# (auto)Finished! Mercedes 190E *3 PICS*



## superduty455 (Jun 21, 2000)

Finally finished my Mercedes 190E. This is the old Revell Road & Track kit. Brittle plastic, especially the spindles. Glad I had two of these kits.
Paint is Tamiya, TS-14 Black on exterior, TS-46 Light Sand on the interior. 
Tamiya acrylics for the lenses. I also BMF'ed the tailight section as well as the turn signal front for a better look.
The wheels are Aoshima VIP Stich Dish. Car is also lowered.
Pardon the dust. Just can't seem to get rid of it.
More pics at the link.
ENJOY!
























More at my link:
http://public.fotki.com/73superduty/my_completed_model/revellfujimi_merced/
Chris


----------



## Gray-headed Art (Aug 16, 2002)

Nice, but a Firebird it ain't!


----------



## superduty455 (Jun 21, 2000)

Thanks Art! LOL
You know what?
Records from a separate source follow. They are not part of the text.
PR #2735, opened 2023-02-08
Replaced Redraw within NotificationsController

0xdantrinh:
Fix redraws in the controller layer. From my search, I think only NotificationsController required this refactor. I replaced usage of redraw with an event emitter and I added a listener on the view pages for notifications.


packages/commonwealth/client/scripts/controllers/server/notifications.ts
```diff
@@ -271,10 +262,12 @@ class NotificationsController {
   public update(n: Notification) {
     if (n.chainEvent && !this._chainEventStore.getById(n.id)) {
       this._chainEventStore.add(n);
-      redraw();
+      console.log('emitting redraw');
```
zakhap, line 265: console logs!

zakhap (approved):
🐮

PR #2753, opened 2023-02-09
Delete Unused Client Chain Controller Code

timolegros:
## Description
Deletes all unused methods from the chain controllers on the client. Also deletes all Moloch chain controllers since we no longer support Moloch.

## Motivation and Context
Cleanup before refactoring Accounts model so we don't need to refactor unused code.

## How has this been tested?
Ran CW locally and checked proposal loading.

NO


jnaviask:
So so hyped for this!!!

packages/commonwealth/client/scripts/controllers/chain/substrate/democracy_referendum.ts
```diff
@@ -569,58 +554,4 @@ export class SubstrateDemocracyReferendum extends Proposal<
...
-  //   });
-  //   return this._Chain.createTXModalData(
-  //     vote.account as SubstrateAccount,
-  //     (api: ApiPromise) => api.tx.democracy.proxyVote(this.data.index, srmlVote),
-  //     'submitProxyDemocracyVote',
-  //     this.title
-  //   );
-  // }
-
-  public async notePreimage(author: SubstrateAccount, action: Call) {
```
jnaviask, line 606: `notePreimage` and `noteImminentPreimage` still seem used in the democracy proposal form, but since we're deprecating substrate TXs entirely, we can leave it as is.

packages/commonwealth/client/scripts/views/components/proposals/voting_actions.tsx
```diff
@@ -157,16 +148,6 @@ export class VotingActions extends ClassComponent<VotingActionsAttrs> {
             .then(() => m.redraw())
             .catch((err) => notifyError(err.toString()));
         }
-      } else if (proposal instanceof MolochProposal) {
-        proposal
-          .submitVoteWebTx(new MolochProposalVote(user, MolochVote.YES))
-          .then(() => m.redraw())
-          .catch((err) => notifyError(err.toString()));
-      } else if (proposal instanceof CompoundProposal) {
-        proposal
```
jnaviask, line 166: We should keep Compound voting.

jnaviask (changes requested):
Some small changes then G2G

packages/commonwealth/client/scripts/views/components/proposals/voting_actions.tsx
timolegros: oops was a little heavy-handed here

packages/commonwealth/client/scripts/controllers/chain/substrate/democracy_referendum.ts
CowMuon: Are we able to confirm whether check-types would have caught this?

jnaviask (approved):
LGTM

PR #2756, opened 2023-02-09
2671 fix redraws in controller layer with event emitter or refactoring

0xdantrinh:
Finished cleaning up the rest of the redraws in all the files in the controllers/ layer

Only files with redraws remaining are: cosmos shared.ts file, login.ts, chatNs.ts


0xdantrinh:
Only files with redraws remaining are: cosmos shared.ts file, login.ts, chatNs.ts bump

0xdantrinh:
the reason why redraws were removed is because I added the redraw on the view side of where these controller function calls are eventually resolved. Ex. removed from modal.create because I add the redraw after that controller function is called on the view side.

0xdantrinh:
QA will need to be discussed because the react branch itself is buggy and it is not possible to use the app in places, such as clicking the Create Thread button

packages/commonwealth/client/scripts/views/components/component_kit/cw_wallets_list.tsx
```diff
@@ -253,6 +258,7 @@ export const CWWalletsList = (props: WalletsListProps) => {
                         .WalletAccount;
                       if (!app.chain.apiInitialized) {
                         await app.chain.initApi();
+                        redraw();
```
jnaviask, line 261: You realize `redraw()` is a no-op, right?

jnaviask (changes requested):
Did you QA this before submitting? Current state seems to be all moving around no-ops.

packages/commonwealth/client/scripts/views/components/component_kit/cw_wallets_list.tsx
0xdantrinh: I am realizing now that because @affordances triggers a setState within this onClick event handler. We should not even need a force redraw() because react should automatically rerender based on the state change.

jnaviask: `redraw()` is not a force redraw -- it's a no-op. `this.redraw()` would force it in the interop layer ClassComponent.

0xdantrinh: I don't think we can call this.redraw() however because this isn't a ClassComponent?

jnaviask: Sure -- if it's not, then we should use a `setState` method to update data + trigger redraws, as in #2778. But the `redraw()` function _does nothing_.

0xdantrinh: I see. So we will refactor these pages to use React.useState. Then trigger this within the onClick

0xdantrinh:
Gave another run at this and replaced the redraws that I removed with the event emitter pattern where this touched functional components. A couple of files (in the modal folder) were linted, but these are not logical changes. Other files are

CowMuon:
@0xdantrinh "Other files are" ...?

Did your previous comment get cut off?

0xdantrinh:
updated comment

PR #2759, opened 2023-02-10
Add virtuoso lib for react virtualization

0xdantrinh:
Added react-virtuoso and applied this to the infinite scroll list on the members page members.tsx. need styling though: needs to put the role next to each User rather than below


CowMuon (approved):
Did NOT test this locally. Everything here looks fine however, so let's get this merged and up and running on our React branch environment.

PR #2760, opened 2023-02-10
Remove format commands from package level package.json

timolegros:
## Description
Removes the `format` script from all of the packages leaving only the root `format` script.

## Motivation and Context
For some unknown reasons prettier format scripts run from the packages themselves can have unpredictable behaviour compared to the root `format` script.

NO


CowMuon (approved):
Aha.

PR #2764, opened 2023-02-10
Conversions 2

affordances:


CowMuon (approved):
⚛️

packages/commonwealth/client/scripts/views/footer.tsx
```diff
@@ -27,43 +26,41 @@ const footercontents = [
...
 ];
 
-class FooterComponent extends ClassComponent {
-  view() {
-    const redirectClick = (route) => {
-      this.setRoute(route);
-    };
+const FooterComponent = () => {
+  const redirectClick = (route) => {
+    navigateToSubpage(route);
```
masvelio, line 31: @affordances  I have seen that you change here and in other PRs `setRoute` to `navigateToSubpage` ? What is the reasoning? For class components we should always use withRouter and then this.setRoute. If you are refactoring stuff from classcomponents to FC, make sure to remove `withRouter` and do not use `navigateToSubpage`. You should use `const navigate = useNavigate()`

PR #2765, opened 2023-02-10
Ensure CET Removal Backwards Compatibility.

jnaviask:
## Description

- Fixes issue in #2321 of the chain events homepage feed not loading. The cause of this incompatibility was a change from the `event_network` to `network` name on the event objects returned by the chain events endpoint. The code has been adjusted to support both, i.e. to be forwards / backwards compatible wrt Chain Events microservice.
- Extends the CE proxy to support loading events as well as just entities, to reap performance gains from hitting API behind Cloudflare.
- Fixes broken link to chain in the Chain Entities feed (was trying to m.route.set an object rather than a string).

## How has this been tested?

Verified the following against BOTH local AND current production Chain Events:
1. Chain Events feed loads
2. Entities (e.g. dydx proposals) loads

## Deployment Strategy

This PR can be pushed to Commonwealth production without issue (besides the long-running migration in #2321). Then, Chain Events can be upgraded.


zakhap:
Do the client dashboard rows need to change for chain events or are they still fine?

jnaviask:
User Dashboard Rows? this fixes their problem

zakhap (approved):

PR #2768, opened 2023-02-10
Conversions 4

affordances:


jnaviask:
So, I couldn't actually load a proposal, like http://localhost:8080/dydx/proposal/10 -- got stuck on loading forever...

jnaviask (approved):

PR #2770, opened 2023-02-10
Conversions 5

affordances:


jnaviask:
Landing page is not fully working (community search field doesn't work, other UI elements are weird) -- is that expected?

zakhap (changes requested):
Screen Shot 2023-02-14 at 5 55 40 PM

Somehow threads are no longer working again? Jake fixed this earlier today. We need this resolved before merging.

zakhap (approved):
Actually Jake's PR wasn't yet merged my bad. looks ok to me

jnaviask (approved):

PR #2772, opened 2023-02-11
Removes magic and ethereumjs-util as an eagerly loaded package 

dillchen:
This should subsume #2707! We were using magic server-side package on the client side. Needs an additional QA

**After**
image

**Before**
image

chose YES or NO


jnaviask:
Can you circle the ethereumjs-util in the before image? The before/after look identical to me. Feels like I'm playing Where's Waldo...

dillchen:
The highlighted red package is Magic's inclusion of ethereumjs-until actually => it's based off your branch :)

jnaviask (approved):
Works fine. Tested successfully:
- Evmos login with Metamask (verifyAddress changes)
- Magic login on dydx (magic version changes)

PR #2778, opened 2023-02-13
Refactor members page to eliminate dead code

affordances:


packages/commonwealth/client/scripts/views/pages/members.tsx
```diff
@@ -1,232 +1,61 @@
...
-    );
-  }
-}
+const MembersPage = () => {
+  const [membersList, setMembersList] = React.useState<Array<MemberInfo>>([]);
+
+  const activeInfo = app.chain.meta;
+
+  React.useEffect(() => {
+    const fetch = async () => {
```
zakhap, line 22: Why does this need to be async and its own function inside the hook?

packages/commonwealth/client/scripts/views/pages/members.tsx
```diff
@@ -1,232 +1,61 @@
...
+      await activeInfo.getMembers(activeInfo.id);
+
+      const profiles: Array<MemberInfo> = activeInfo.members.map((role) => ({
+        profile: app.profiles.getProfile(role.address_chain, role.address),
+      }));
```
zakhap, line 27: Can we sort this by roles? I don't like how "moderator" is all the way at the bottom. It should be:
Admins
Mods
everyone else

jnaviask (approved):

PR #2779, opened 2023-02-13
Fixed docker image

### LINKED ISSUE #3065: Containerize application
## Description
We should containerize our project for 3 major reasons:

1. Easier onboarding. Everyone is running different environments. It takes new devs 1-2 days just get the site set up. With this docker approach they just need to run one command and don't need to worry about it not working. It will homogenize our developer experience and lead to less bugs.
2. Remove remote staging environments. If we have a containerized setup, we will no longer need staging environments, as the docker image + environment variables will fully reproduce the staging environment. This means that developers can just run the staging environment locally, leading to reduced costs as well as not needing to compete to get the staging environment.
3. To move to IaaS. As we scale, we eventually plan to use some IaaS to reduce costs. I think the best way to go about this is to basically make our SaaS take in docker images as input. As a result we can easily move this workflow over to the IaaS in the future.

## Acceptance Criteria
- [x] can start a docker container via command `docker compose up`
- [ ] allows hot reloading

kurtisassad:
Branched off of Richard's docker implementation

To run everything in its own container, run:
`docker compose up` or `yarn start-docker`
To run everything but use an external database, run:
`docker compose up server-external-db` or `yarn start-docker-external-db`

closes #3065 

chose YES or NO


CowMuon:
Looks good Kurtist! Let's circle back on this after React-a-thon and Singapore Slump. @kurtisassad

jnaviask:
Closing because stale + we will want to rewrite this.

PR #2782, opened 2023-02-13
Revert CET Changes.

jnaviask:
## Description

Reverts #2321 and #2765 to unblock deployments. Unresolved issues:
- [ ] Migration takes ~20 minutes on QA, so on prod this could be X% longer.
- [ ] No clear deployment pathway for updates to CMN vs CE, particularly wrt CE versioning / consumption.


zakhap (approved):

CowMuon:
Question here is how this made it all with way to Prod with a 20 minute migration of nearly half a million rows?

PR #2794, opened 2023-02-15
Conversions 6

affordances:
**MERGE AFTER https://github.com/hicommonwealth/commonwealth/pull/2770**


jnaviask:
- Clicking on a notification from the notification page doesn't work -- it tries to go to something like `http://localhost:8080/dydxhttp://localhost:8080/evmos/discussion/9965-creating20a20founder26dev20studio?comment=50478` -- prob need a diff navigation call.
- Next/Prev page don't work on notification page (not sure if in scope here)
- Clicking the common icon at top left takes me to `http://localhost:8080/dydx/dashboard/for-you` rather than just `http://localhost:8080/dashboard/for-you` (might also be out of scope)

Otherwise, fine.

jnaviask (approved):

PR #2807, opened 2023-02-15
Misc errors

affordances:


packages/commonwealth/client/scripts/views/pages/notifications/index.tsx
```diff
@@ -95,107 +27,50 @@ const NotificationsPage = () => {
   const chainEventNotifications =
     app.user.notifications.chainEventNotifications;
 
+  const allNotifications = discussionNotifications.concat(
+    chainEventNotifications
+  );
```
zakhap, line 32: we should sort these by time so they're interspersed.

packages/commonwealth/client/scripts/views/components/countdown.tsx
```diff
@@ -1,66 +1,36 @@
...
 
-    return (
-      <Countdown
-        time={blocknumToTime(vnode.attrs.block)}
-        includeSeconds={includeSeconds}
-      />
-    );
-  }
-}
+  return <Countdown duration={blocknumToDuration(block)} />;
```
zakhap, line 35: Time seems to be inverted here?

Screen Shot 2023-02-15 at 5 20 14 PM
Screen Shot 2023-02-15 at 5 20 45 PM

zakhap (changes requested):
just 2 comments!

jnaviask (approved):

PR #2809, opened 2023-02-15
New Snapshot Proposal Page Hotfix

alexyoung23j:
## Description

I spent too much time trying to make this an FC.. just some misused redraws gets it working. 

chose YES or NO


zakhap (approved):
lgtm!

Issue #6485, opened 2024-01-26
Snapshot creation receives a failed to load error and can't complete 


Israellund:
## Describe the bug

-When creating a snapshot and clicking Sign in metamask wallet, console shows a failed to load error and doesn't connect to Snapshot or complete creating a snapshot.
-What seems to be happening is if you save the correct form of address, then save the incorrect form, i.e. https://..., then try to save the correct address again, the incorrect address persists and doesn't allow for the API call to go through. 

## Reproduction steps

-make sure you have a working Snapshot space and connect it in Integrations, you can use this if you don't have one. commonspacetester.eth
-create a thread and click Create Snapshot
-go through and fill out all info and click Publish
-Click Sign in Metamask
-notice that a blank error shows up and that there is a failed to load error in the console.

## Screenshots / Video

<img width="1440" alt="Screenshot 2024-01-25 at 8 53 16 PM" src="https://github.com/hicommonwealth/commonwealth/assets/69872984/afd8bf87-a964-4364-b4ff-2d2a1c88005a">
<img width="386" alt="Screenshot 2024-01-26 at 10 00 13 AM" src="https://github.com/hicommonwealth/commonwealth/assets/69872984/b2934471-6396-4411-95db-9bb08f480fb7">

PR #6504, opened 2024-01-30
changed error message and separated components

Israellund:
## Link to Issue
Closes: #6485 

## Description of Changes
-Updated error message and separated components to pass tests

## "How We Fixed It"

-At first I thought this was a bug in how we were saving the Snapshot address, but in further digging I realized that it was instead a proposal rate limit problem (see screenshot of rate limit). I changed to error message shown to read 'Proposal limit reached' to reflect this instead of simply giving a blank error notice (also see screenshot). 

## Test Plan
This is annoying to test, but if you need to you simply have to create several Snapshot proposals in a row to see the error. 
Screenshot 2024-01-29 at 4 58 09 PM
Screenshot 2024-01-29 at 5 13 32 PM


lzach83 (approved):
Everything looks good

Miaplacidus (approved):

My affinity to the Firebird is well known, but can you believe I have only built two Firebirds years ago! My skills are much better now. I should try another.
Chris


----------



## NUM11BLADE (Feb 16, 2002)

The Knight Rider Benz!:thumbsup:


----------



## JGG1701 (Nov 9, 2004)

:thumbsup: Ba - u- te - full !!! :thumbsup:


----------